All entries given below are to be returned word for word.
==== Material provided ====
Issue #582, opened 2022-06-13
Add documents and examples for async functions


daixi98:
When I used criterion.rs to benchmark Tonic RPC calls, I spent some time on configuring async functions. It would be better if there are examples of async functions in criterion.rs docs and books.

PR #583, opened 2022-06-13
Add docs and examples for async functions

daixi98:
Issue #582 : Add examples of async functions for criterion.rs docs.


bheisler:
Hello! I believe you'll need to add a dev-dependency on tokio in order to fix up the broken doctests.

PR #595, opened 2022-07-11
deps(criterion-plot): update 'cast' to 0.3, following the rest of criterion

poliorcetics:
Since there was no conflict at compilation before, `cast` should be an internal-only dependency of
`criterion-plot` which means a patch update is possible without breaking compatibility AFAICT.

### DIFF
--- a/plot/Cargo.toml
+++ b/plot/Cargo.toml
@@ -12,7 +12,7 @@ categories = ["visualization"]
 license = "MIT/Apache-2.0"
 
 [dependencies]
-cast = "0.2"
+cast = "0.3"
 itertools = "0.10"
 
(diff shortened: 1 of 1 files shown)


bheisler:
Hello! Thanks for the suggestion.

It is my policy not to accept simple version-number changes. However, this made me realize that I needed to publish a new version of `criterion-plot` as well, so I've updated all of its dependencies and published a new version. The current version of Criterion-rs still specifies a dependency on version 0.4.4 of `criterion-plot`. I vaguely recall that Cargo will accept versions that only differ in the last digit of the version number so it may just work, or you may have to wait until the next version of Criterion.rs.

In any case, thanks for the reminder!

PR #598, opened 2022-07-14
criterion-plot: update cast to 0.3

AlexTMjugador:
This major version of the `cast` crate matches the one used by the main `criterion` crate, eliminating the usage of several version of the aforementioned crate by Cargo, which very slightly reduces build times. As far as I know, there are no breaking changes that affect this crate.


AlexTMjugador:
Nevermind, I've just noticed that https://github.com/bheisler/criterion.rs/pull/595 beat me to it!

PR #605, opened 2022-07-26
Remove dependency on `itertools`

CosmicHorrorDev:
This PR removes the dependency on `itertools` in favor of slightly more verbose implementations. The two usages of itertools were for

## `izip!()`

Which was just swapped for chaining `.zip()` followed by a final `.map()` to pack the elements into a single tuple

## And `.group_by()`

Which was replaced with grouping everything into a `BTreeMap` first, then iterating over the `key -> group` pairs.

This implementation is slightly different since `.group_by()` will chunk the groups which means that the same key can appear multiple times if it is separated by another key. The implementation in this PR groups **all** values with the same key regardless of if they are separated by another key, so I'd like for someone else to double check that this still follows intended behavior


lemmih:
Anyone available to double check that this still works as expected?

briansmith:
I ended up submitting my own PR to do this, slightly differently. PTAL if you are interested: #876.

CosmicHorrorDev:
Super happy to have someone else pick up the torch. Thanks @briansmith !

PR #608, opened 2022-08-16
Fix user guides html report path

asze17:
From `target/criterion/report/index.html` to `target/criterion/reports/index.html`, which is the actual path the index.html is located in.


bheisler:
Thanks for the pull request!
====
Answer section
Issue #582, opened 2022-06-13
Add documents and examples for async functions


daixi98:
When I used criterion.rs to benchmark Tonic RPC calls, I spent some time on configuring async functions. It would be better if there are examples of async functions in criterion.rs docs and books.

PR #583, opened 2022-06-13
Add docs and examples for async functions

daixi98:
Issue #582 : Add examples of async functions for criterion.rs docs.


bheisler:
Hello! I believe you'll need to add a dev-dependency on tokio in order to fix up the broken doctests.

PR #595, opened 2022-07-11
deps(criterion-plot): update 'cast' to 0.3, following the rest of criterion

poliorcetics:
Since there was no conflict at compilation before, `cast` should be an internal-only dependency of
`criterion-plot` which means a patch update is possible without breaking compatibility AFAICT.

### DIFF
--- a/plot/Cargo.toml
+++ b/plot/Cargo.toml
@@ -12,7 +12,7 @@ categories = ["visualization"]
 license = "MIT/Apache-2.0"
 
 [dependencies]
-cast = "0.2"
+cast = "0.3"
 itertools = "0.10"
 
(diff shortened: 1 of 1 files shown)


bheisler:
Hello! Thanks for the suggestion.

It is my policy not to accept simple version-number changes. However, this made me realize that I needed to publish a new version of `criterion-plot` as well, so I've updated all of its dependencies and published a new version. The current version of Criterion-rs still specifies a dependency on version 0.4.4 of `criterion-plot`. I vaguely recall that Cargo will accept versions that only differ in the last digit of the version number so it may just work, or you may have to wait until the next version of Criterion.rs.

In any case, thanks for the reminder!

PR #598, opened 2022-07-14
criterion-plot: update cast to 0.3

AlexTMjugador:
This major version of the `cast` crate matches the one used by the main `criterion` crate, eliminating the usage of several version of the aforementioned crate by Cargo, which very slightly reduces build times. As far as I know, there are no breaking changes that affect this crate.


AlexTMjugador:
Nevermind, I've just noticed that https://github.com/bheisler/criterion.rs/pull/595 beat me to it!

PR #605, opened 2022-07-26
Remove dependency on `itertools`

CosmicHorrorDev:
This PR removes the dependency on `itertools` in favor of slightly more verbose implementations. The two usages of itertools were for

## `izip!()`

Which was just swapped for chaining `.zip()` followed by a final `.map()` to pack the elements into a single tuple

## And `.group_by()`

Which was replaced with grouping everything into a `BTreeMap` first, then iterating over the `key -> group` pairs.

This implementation is slightly different since `.group_by()` will chunk the groups which means that the same key can appear multiple times if it is separated by another key. The implementation in this PR groups **all** values with the same key regardless of if they are separated by another key, so I'd like for someone else to double check that this still follows intended behavior


lemmih:
Anyone available to double check that this still works as expected?

briansmith:
I ended up submitting my own PR to do this, slightly differently. PTAL if you are interested: #876.

CosmicHorrorDev:
Super happy to have someone else pick up the torch. Thanks @briansmith !

PR #608, opened 2022-08-16
Fix user guides html report path

asze17:
From `target/criterion/report/index.html` to `target/criterion/reports/index.html`, which is the actual path the index.html is located in.


bheisler:
Thanks for the pull request!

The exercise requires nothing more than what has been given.